Haz lo que yo digo, no lo que yo hago. Sobre «Don Jon» de Joseph Gordon-Levitt
Uno de los defectos capitales de la cultura, arte incluído, ha sido venderse a la industria. Venderse no porque perdiera legitimidad, sino por haber permitido que premiara el discurso clásico del poder sobre cualquier otra consideración: la imbecilidad congénita del consumidor. Partiendo del hecho de que el arte es difícil, requiere interpretación y, por extensión, no todo arte es para todo el mundo, la industria cultural es por sí mismo oximorón; no puede haber nada de cultural en la industria, cuando ésta parte de la idea de la ignorancia, y la necesidad de tal, de los consumidores.

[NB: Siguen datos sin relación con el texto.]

PR #5862, opened 2022-04-22
Removing cuda115 since we migrated to cuda116

atalman:
Removing cuda115 since we migrated to cuda116


datumbox (approved):
LGTM, thanks @atalman. Feel free to merge once the CI turns green.

Issue #5782, opened 2022-04-07
[RFC] Implement transforms primitives for Segmentation Masks 


vfdev-5:
Related tracker issue: #5754

## Functional transforms for segmentation masks

The idea is to implement the following low-level functional transforms for segmentation masks:
https://github.com/pytorch/vision/blob/main/torchvision/prototype/transforms/functional/_geometry.py

- [x] affine_segmentation_mask (@vfdev-5) #5613
- [x] rotate_segmentation_mask (@vfdev-5) #5692
- [x] perspective_segmentation_mask (@vfdev-5) #5888
- [x] center_crop_segmentation_mask (@federicopozzi33) #5961
- [x] crop_segmentation_mask (@vfdev-5) #5851
- [x] resized_crop_segmentation_mask (@vfdev-5) #5855
- [x] pad_segmentation_mask (@federicopozzi33) #5866, need more tests: https://github.com/pytorch/vision/pull/5866/files#r859158083 -> https://github.com/pytorch/vision/pull/6104
- [x] vertical_flip_segmentation_mask (@federicopozzi33) #5860, #5633

## How to test the implementation ?

Put tests into `test/test_prototype_transforms_functional.py`:
- correctness test
- eager vs scripted
- scriptable
- check on cpu and cuda

cc @vfdev-5 @datumbox @bjuncek

federicopozzi33:
Hi @vfdev-5,

I would like to work on _vertical_flip_segmentation_mask_ primitive.

vfdev-5:
@federicopozzi33 sure, go ahead!

vadimkantorov:
Related: https://github.com/pytorch/vision/issues/4415

federicopozzi33:
@vfdev-5,

I'd like to go on with _pad_segmentation_mask_ primitive.

vfdev-5:
Thanks @federicopozzi33 , sure go ahead !

federicopozzi33:
I'd like to complete this issue doing _center_crop_segmentation_mask_.

vfdev-5:
@pmeier in order to close this tracker as done we have to add more correctness tests for padding with other padding modes (https://github.com/pytorch/vision/pull/5866/files#r859158083)

`pad_segmentation_mask` uses `pad_image_tensor` and right now we does not have any tests for `pad_image_tensor`. I suggest to check correctness with one of suggested ways (from the link above). Later these tests could be reused for checking `pad_image_tensor`.

[...]

PR #5866, opened 2022-04-22
feat: add functional pad on segmentation mask

federicopozzi33:
Part of #5782

### DIFF
--- a/test/test_prototype_transforms_functional.py
+++ b/test/test_prototype_transforms_functional.py
@@ -369,6 +369,7 @@ def resized_crop_segmentation_mask():
     ):
         yield SampleInput(mask, top=top, left=left, height=height, width=width, size=size)
 
+
 @register_kernel_info_from_sample_inputs_fn
 def pad_segmentation_mask():
     for mask, padding, padding_mode in itertools.product(
@@ -376,19 +377,12 @@ def pad_segmentation_mask():
         [[1], [1, 1], [1, 1, 2, 2]],  # padding
         ["constant", "symmetric", "edge", "reflect"],  # padding mode,
     ):
-        if padding_mode == "symmetric" and mask.ndim not in [3, 4]:
+        if padding_mode == "symmetric" and mask.ndim not in [2, 3, 4]:
             continue
-        if (
-            padding_mode == "edge"
-            and len(padding) == 2
-            and mask.ndim not in [2, 3]
-            or len(padding) == 4
-            and mask.ndim not in [4, 3]
-            or len(padding) == 1
-        ):
+
+        if (padding_mode == "edge" or padding_mode == "reflect") and mask.ndim not in [2, 3, 4]:
             continue
-        if padding_mode == "edge" and mask.ndim not in [2, 3, 4, 5]:
-            continue
+
         yield SampleInput(mask, padding=padding, padding_mode=padding_mode)
 
 
@@ -1054,6 +1048,7 @@ def test_correctness_resized_crop_segmentation_mask(device, top, left, height, w
     output_mask = F.resized_crop_segmentation_mask(in_mask, top, left, height, width, size)
     torch.testing.assert_close(output_mask, expected_mask)
 
+
 def test_correctness_pad_segmentation_mask_on_fixed_input(device):
     mask = torch.ones((1, 3, 3), dtype=torch.long, device=device)
 
@@ -1064,24 +1059,22 @@ def test_correctness_pad_segmentation_mask_on_fixed_input(device):
     torch.testing.assert_close(out_mask, expected_mask)
 
 
-@pytest.mark.parametrize("padding", [[1, 2, 3, 4], [1], 1, 1.0, [1, 2]])
+@pytest.mark.parametrize("padding", [[1, 2, 3, 4], [1], 1, [1, 2]])
 def test_correctness_pad_segmentation_mask(padding):
-    def _parse_padding():
-        if isinstance(padding, int):
-            return [padding] * 4
-        if isinstance(padding, float):
-            return [int(padding)] * 4
-        if isinstance(padding, list):
-            if len(padding) == 1:
-                return padding * 4
-            if len(padding) == 2:
-                return padding * 2  # [left, up, right, down]
+    def _compute_expected_mask():
+        def parse_padding():
+            if isinstance(padding, int):
+                return [padding] * 4
+            if isinstance(padding, list):
+                if len(padding) == 1:
+                    return padding * 4
+                if len(padding) == 2:
+                    return padding * 2  # [left, up, right, down]
 
-        return padding
+            return padding
 
-    def _compute_expected_mask(padding):
         h, w = mask.shape[-2], mask.shape[-1]
-        pad_left, pad_up, pad_right, pad_down = padding
+        pad_left, pad_up, pad_right, pad_down = parse_padding()
 
         new_h = h + pad_up + pad_down
         new_w = w + pad_left + pad_right
@@ -1092,10 +1085,8 @@ def test_correctness_pad_segmentation_mask(padding):
 
         return expected_mask
 
-    padding = _parse_padding()
-
     for mask in make_segmentation_masks():
         out_mask = F.pad_segmentation_mask(mask, padding, "constant")
 
-        expected_mask = _compute_expected_mask(padding)
+        expected_mask = _compute_expected_mask()
         torch.testing.assert_close(out_mask, expected_mask)
--- a/test/test_prototype_transforms_functional.py
+++ b/test/test_prototype_transforms_functional.py
@@ -371,15 +371,12 @@ def resized_crop_segmentation_mask():
 
 @register_kernel_info_from_sample_inputs_fn
 def pad_segmentation_mask():
-    for mask, padding, fill, padding_mode in itertools.product(
+    for mask, padding, padding_mode in itertools.product(
         make_segmentation_masks(),
         [[1], [1, 1], [1, 1, 2, 2]],  # padding
-        [0, 1],  # fill
         ["constant", "symmetric", "edge"],  # padding mode,
     ):
         if padding_mode == "symmetric" and mask.ndim not in [3, 4]:
-            continue
-        if padding_mode == "edge" and fill != 0:
             continue
         if (
             padding_mode == "edge"
@@ -392,7 +389,7 @@ def pad_segmentation_mask():
             continue
         if padding_mode == "edge" and mask.ndim not in [2, 3, 4, 5]:
             continue
-        yield SampleInput(mask, padding=padding, fill=fill, padding_mode=padding_mode)
+        yield SampleInput(mask, padding=padding, padding_mode=padding_mode)
 
 
 @pytest.mark.parametrize(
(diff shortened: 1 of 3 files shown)


federicopozzi33:
Hi @vfdev-5,

I have some questions about pad function signature.

Hi @vfdev-5,

I have some questions about this PR.

1. Delving a little bit into the `pad` function implementation, it seems that typing is not correct.

`def pad(img: Tensor, padding: List[int], fill: int = 0, padding_mode: str = "constant") -> Tensor:`

In particular,`padding` and `fill` should be `Union[int, List[int], Tuple[int]]` and `Union[int, float]` respectively. 

2. Implementing the `pad_segmentation_mask`, I asked myself if I should expose `fill` and `padding_mode` parameters. In particular, segmentation masks shouldn't be binary? If so, should I check the `fill` value to be in `[0, 1]`?

vfdev-5:
> Delving a little bit into the [pad](https://github.com/pytorch/vision/blob/184b136f205df268f9bcfec8b6a89425d08fd1e8/torchvision/transforms/functional_tensor.py#L373) function implementation, it seems that typing is not correct.

@federicopozzi33 this may be due to torch jit script limitation of using Union which started being supported after the time pad was coded for tensors.

> Implementing the pad_segmentation_mask, I asked myself if I should expose fill and padding_mode parameters. In particular, segmentation masks shouldn't be binary? If so, should I check the fill value to be in [0, 1]?

In case of `fill`, this can be a feature request later if user would like to have background class other then 0. For existing ops with `fill`, I think we do not expose it for masks. 
https://github.com/pytorch/vision/blob/184b136f205df268f9bcfec8b6a89425d08fd1e8/torchvision/prototype/transforms/functional/_geometry.py#L297-L304

As for `padding_mode` I think it should be supported. For example modes like "replicate" recreate usable image data on images and it would make sense to do that on masks.

> segmentation masks shouldn't be binary?

I'd say no as it could have in general N classes

federicopozzi33:
> > segmentation masks shouldn't be binary?
> 
> I'd say no as it could have in general N classes

Ok, I was just thinking of one mask per class, in which 0 is the "background" class, and 1 represents class pixels.

Anyway, I think you can start looking at the PR.

In the meanwhile, I'll try figure out how to test other padding modes other than _constant_, that seems not so straightforward.

datumbox:
FYI, pad is busted and took it with it TorchVision's CI (see #5873). So any failures you see on the CI are not necessarily related to this PR.

test/test_prototype_transforms_functional.py
```diff
@@ -352,6 +352,29 @@ def vertical_flip_segmentation_mask():
...
+            padding_mode == "edge"
+            and len(padding) == 2
+            and mask.ndim not in [2, 3]
+            or len(padding) == 4
+            and mask.ndim not in [4, 3]
+            or len(padding) == 1
+        ):
+            continue
+        if padding_mode == "edge" and mask.ndim not in [2, 3, 4, 5]:
+            continue
```
vfdev-5, line 374: @federicopozzi33 can you comment out why we skip so much test cases ?

I printed locally which cases it skips and now quite sure about why it is so. For example
```
print(padding_mode, padding, mask.ndim, mask.shape)
>
constant [1] 3 torch.Size([1, 16, 16])
```

test/test_prototype_transforms_functional.py
```diff
@@ -933,3 +956,51 @@ def test_correctness_vertical_flip_segmentation_mask_on_fixed_input(device):
...
+        new_h = h + pad_up + pad_down
+        new_w = w + pad_left + pad_right
+
+        new_shape = (*mask.shape[:-2], new_h, new_w) if len(mask.shape) > 2 else (new_h, new_w)
+        expected_mask = torch.zeros(new_shape, dtype=torch.long)
+        expected_mask[..., pad_up:-pad_down, pad_left:-pad_right] = mask
+
+        return expected_mask
+
+    padding = _parse_padding()
```
vfdev-5, line 1000: I'm a bit confused about this method and what it does. Why it "unroll" padding argument into a list of 4 values for `F.pad_segmentation_mask(mask, padding, "constant")` ?

vfdev-5 (commented):
Thanks for the PR @federicopozzi33 
I left few questions. Let me think about how to test this op for all other params

test/test_prototype_transforms_functional.py
federicopozzi33: The purpose of `_parse_padding` is just to "unroll" padding argument ... for `_compute_expected_mask` only.

I moved the function where it is used, now it should be correct and more clear.

test/test_prototype_transforms_functional.py
federicopozzi33: I fixed. I was skipping too much tests, you're right.

The cases to be skipped are the following.

**First case:**
```
if padding_mode == "symmetric" and mask.ndim not in [2, 3, 4]:
    print(f"skipped: mask_shape={mask.shape}, ndim={mask.ndim}, padding={padding}, padding_mode={padding_mode}")
    continue
```       
Reason: 
`RuntimeError: Symmetric padding of N-D tensors are not supported yet` in `torchvision.transforms.functional_tensor._pad_symmetric`

**Second case:**
```
if (padding_mode == "edge" or padding_mode == "reflect") and mask.ndim not in [2, 3, 4]:
    print(f"skipped: mask_shape={mask.shape}, ndim={mask.ndim}, padding={padding}, padding_mode={padding_mode}")
    continue
```
Reason:
`NotImplementedError: Only 2D, 3D, 4D, 5D padding with non-constant padding are supported for now` in `torch.nn.functional.pad`

> So why am I also skipping 5D? 

You have to keep in mind that `len(padding)` is always equal to 4 (since it's parsed before passing it to the torch function), and with that padding the only allowed dimensions are 3 and 4.

> So why am I not skipping 2D?

That because in `torchvision.transforms.functional_tensor.pad`, they are unsqueezed:

```
if img.ndim < 4:
    img = img.unsqueeze(dim=0)
```

vfdev-5: > mask.ndim not in [2, 3, 4]:

I think `mask` can't have ndim == 2 ? Minimally, it is `(1, H, W)`. cc @pmeier

For N-D cases `e.g. (N, M, K, L, 1, H, W)` we could reshape it into 4D before padding `(N * M * K * L, 1, H, W)` and reshape back inside padding op ?

test/test_prototype_transforms_functional.py
```diff
@@ -1031,3 +1047,46 @@ def _compute_expected(mask, top_, left_, height_, width_, size_):
...
+        expected_mask = torch.zeros(new_shape, dtype=torch.long)
+        expected_mask[..., pad_up:-pad_down, pad_left:-pad_right] = mask
+
+        return expected_mask
+
+    for mask in make_segmentation_masks():
+        out_mask = F.pad_segmentation_mask(mask, padding, "constant")
+
+        expected_mask = _compute_expected_mask()
+        torch.testing.assert_close(out_mask, expected_mask)
```
vfdev-5, line 1092: Thinking of how to test all other padding modes. Maybe we could just check output value from `out_mask` for two lines: one horizontal and one vertical instead of constructing full expected mask.
While checking the lines we still need to route the checks according to the padding mode.
What do you think ?

test/test_prototype_transforms_functional.py
federicopozzi33: Do you mean something like this?

(The code can be further refactored).
```python
def pad_segmentation_mask(
    segmentation_mask: torch.Tensor, padding: List[int], padding_mode: str = "constant"
) -> torch.Tensor:
  *extra_dims, c, h, w = segmentation_mask.shape 
      
    mask_4d = segmentation_mask.reshape(-1, b, h, w) if len(extra_dims) > 0 else segmentation_mask
    padded = pad_image_tensor(img=mask_4d, padding=padding, fill=0, padding_mode=padding_mode)
      
  *_, new_c, new_h, new_w = padded.shape
  return padded.reshape(*extra_dims, new_c, new_h, new_w) if len(extra_dims) > 0 else padded
```

Seems that `.shape` operation is not supported by `torch.jit`...

```python
cannot statically infer the expected size of a list in this context:
  File "/Users/fpozzi/Documents/OpenSource/my_repos/vision/torchvision/prototype/transforms/functional/_geometry.py", line 402
    segmentation_mask: torch.Tensor, padding: List[int], padding_mode: str = "constant"
) -> torch.Tensor:
    *extra_dims, b, h, w = segmentation_mask.shape 
                           ~~~~~~~~~~~~~~~~~~~~~~ <--- HERE
    
    mask_4d = segmentation_mask.reshape(-1, b, h, w) if len(extra_dims) > 0 else segmentation_mask
```

I tried also with .`size()` but I got the same expection.

vfdev-5: `.shape` is supported by torch script but `*extra_dims` is not.
You can do something like:
```python
mask = torch.rand(5, 4, 1, 32, 32)

def foo(mask):
    c, h, w = mask.shape[-3], mask.shape[-2], mask.shape[-1]
    m = mask.view(-1, c, h, w)
    return m.view(mask.shape)

torch.jit.script(foo)(mask).shape
```

pmeier: > I think `mask` can't have ndim == 2 ? Minimally, it is `(1, H, W)`.

Masks have gotten very little love so far so there is no final decision. But I agree, boolean masks should have shape `(N, H, W)` where `N` is the number of segmentation whether they are individual objects (instance segmentation) or a crowd (semantic segmentation). 

> Do you mean something like this?

Have a look how we are doing it for the bounding boxes:

https://github.com/pytorch/vision/blob/a8f563dbf8520020054aa01f5ae169999775fd19/torchvision/prototype/transforms/functional/_geometry.py#L22-L35

The only difference is that the "data dimensions" are not fixed. For masks this would look like

```py
@torch.jit.script
def pad_segmentation_mask(segmentation_mask: torch.Tensor) -> torch.Tensor:
    shape = segmentation_mask.shape

    num_masks, height, width = shape[-3:]
    segmentation_mask = segmentation_mask.view(-1, num_masks, height, width)
    
    # kernel
    
    return segmentation_mask.view(shape)
```

federicopozzi33: > > Do you mean something like this?
> 
> Have a look how we are doing it for the bounding boxes:
> 
> https://github.com/pytorch/vision/blob/a8f563dbf8520020054aa01f5ae169999775fd19/torchvision/prototype/transforms/functional/_geometry.py#L22-L35
> 
> The only difference is that the "data dimensions" are not fixed. For masks this would look like
> 
> ```python
> @torch.jit.script
> def pad_segmentation_mask(segmentation_mask: torch.Tensor) -> torch.Tensor:
>     shape = segmentation_mask.shape
> 
>     num_masks, height, width = shape[-3:]
>     segmentation_mask = segmentation_mask.view(-1, num_masks, height, width)
>     
>     # kernel
>     
>     return segmentation_mask.view(shape)
> ```

Yeah, the point is that the mask shape before padding is different from mask shape after. 
So I can't simply do:

```python
return segmentation_mask.view(shape)
```

Mask can have any num_dims > 2. So I need to collect dimensions before padding: in particular, I need the extra dimensions, num_masks, height and width.

```python
# Let's suppose that segmentation_mask have shape (3, 4, 1, 5, 5).
extra_dims, num_masks, h, w = segmentation_mask.shape 
print(extra_dims, num_masks, h, w)
> (3, 4), 1, 5, 5
```

Moreover, I haven't figured out yet how to use the `.view` method without the unpacking operator:
```python
# with unpacking operator
padded_mask.view(*extra_dims, num_masks, height, width)
```

test/test_prototype_transforms_functional.py
federicopozzi33: Seems pretty reasonable.

Anyway, the code needed for constructing the two lines IMO still "mimic" (or re-implement) the padding operation.

test/test_prototype_transforms_functional.py
pmeier: > Yeah, the point is that the mask shape before padding is different from mask shape after padding.

:facepalm: My bad, sorry. [`resize_image_tensor`](https://github.com/pytorch/vision/blob/e0467c64e337c0d1140a9f9a70a413b7268231f4/torchvision/prototype/transforms/functional/_geometry.py#L38-L54) is a better reference:

```py
@torch.jit.script
def pad_segmentation_mask(segmentation_mask: torch.Tensor) -> torch.Tensor:
    num_masks, old_height, old_width = segmentation_mask.shape[-3:]
    batch_shape = segmentation_mask.shape[:-3]
    segmentation_mask = segmentation_mask.view((-1, num_masks, old_height, old_width))

    # kernel
    new_height, new_width = old_height, old_width

    return segmentation_mask.view(batch_shape + (num_masks, new_height, new_width))
```

test/test_prototype_transforms_functional.py
pmeier: > Thinking of how to test all other padding modes. 

I don't think we need a correctness check for them. Internally, [`torch.nn.functional.pad`](https://pytorch.org/docs/master/generated/torch.nn.functional.pad.html) does the heavy lifting. Thus, if we rely on that giving us the correct behavior there is no need to check if the values of the padding are correct.

test/test_prototype_transforms_functional.py
federicopozzi33: > > Yeah, the point is that the mask shape before padding is different from mask shape after padding.
> 
> 🤦 My bad, sorry. [`resize_image_tensor`](https://github.com/pytorch/vision/blob/e0467c64e337c0d1140a9f9a70a413b7268231f4/torchvision/prototype/transforms/functional/_geometry.py#L38-L54) is a better reference:
> 
> ```python
> @torch.jit.script
> def pad_segmentation_mask(segmentation_mask: torch.Tensor) -> torch.Tensor:
>     num_masks, old_height, old_width = segmentation_mask.shape[-3:]
>     batch_shape = segmentation_mask.shape[:-3]
>     segmentation_mask = segmentation_mask.view((-1, num_masks, old_height, old_width))
> 
>     # kernel
>     new_height, new_width = old_height, old_width
> 
>     return segmentation_mask.view(batch_shape + (num_masks, new_height, new_width))
> ```

Thank you!

I was missing some things:
First one:

```
size = torch.ones(3, 3).shape[:]
> torch.Size([3, 3])

size_as_tuple = np.ones((3, 3)).shape[:]
> (3, 3)
```

Second one:

```
torch.Size([1, 2]) + (3, 4)
> torch.Size([1, 2, 3, 4])
```

pmeier (commented):
I don't see anything the I would object too. I'll leave it to @vfdev-5 to approve, since he shepherded the PR so far.

test/test_prototype_transforms_functional.py
vfdev-5: @pmeier if we do not check correctness on the output, another option is to mock `torch_pad` and ensure that it is called with correct configuration otherwise the code is not covered.

vfdev-5:
@federicopozzi33 can you please update the discription with few visualizations of how padding works on images, bbox and segm masks. You can inspire from https://github.com/pytorch/vision/pull/5613 or other similar PRs. Thanks !

federicopozzi33:
> @federicopozzi33 can you please update the discription with few visualizations of how padding works on images, bbox and segm masks. You can inspire from #5613 or other similar PRs. Thanks !

Done.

Mi cuerpo, mi casa, mi coche, mi familia, mi iglesia, mis chicas, mis amigos y mi porno. O el de Joseph Gordon-Levitt. Aunque su sinceridad alcance cotas de auténtico espanto en su intención de representar no tanto el paradigma de lo chav, del obrerismo considerado lacra social —con algunas de las reflexiones mejor hiladas contra ese paradigma, especialmente con la declaración orgullosa «me gusta limpiar mi casa» del protagonista; en un tiempo donde todo el mundo se golpeaba el pecho reconociéndose clase media, la consciencia de clase era limpiar la casa — , como los paradigmas de representación de género: porno vs. comedia romántica, Lo Macho vs. Lo Femenino. Su reflexión siempre oscila en la colisión producida en el encuentro entre dos mundos alejados varias galaxias entre sí; no es una búsqueda del particular, de la negación del otro, ni siquiera una síntesis, sino reconocer aquello que hay de común en los universos, sólo en apariencia, ajenos. Su único defecto es el mayor defecto posible: golpearnos en la cara con sus tesis como si de un atún apestoso se tratara. Como si fuéramos imbéciles.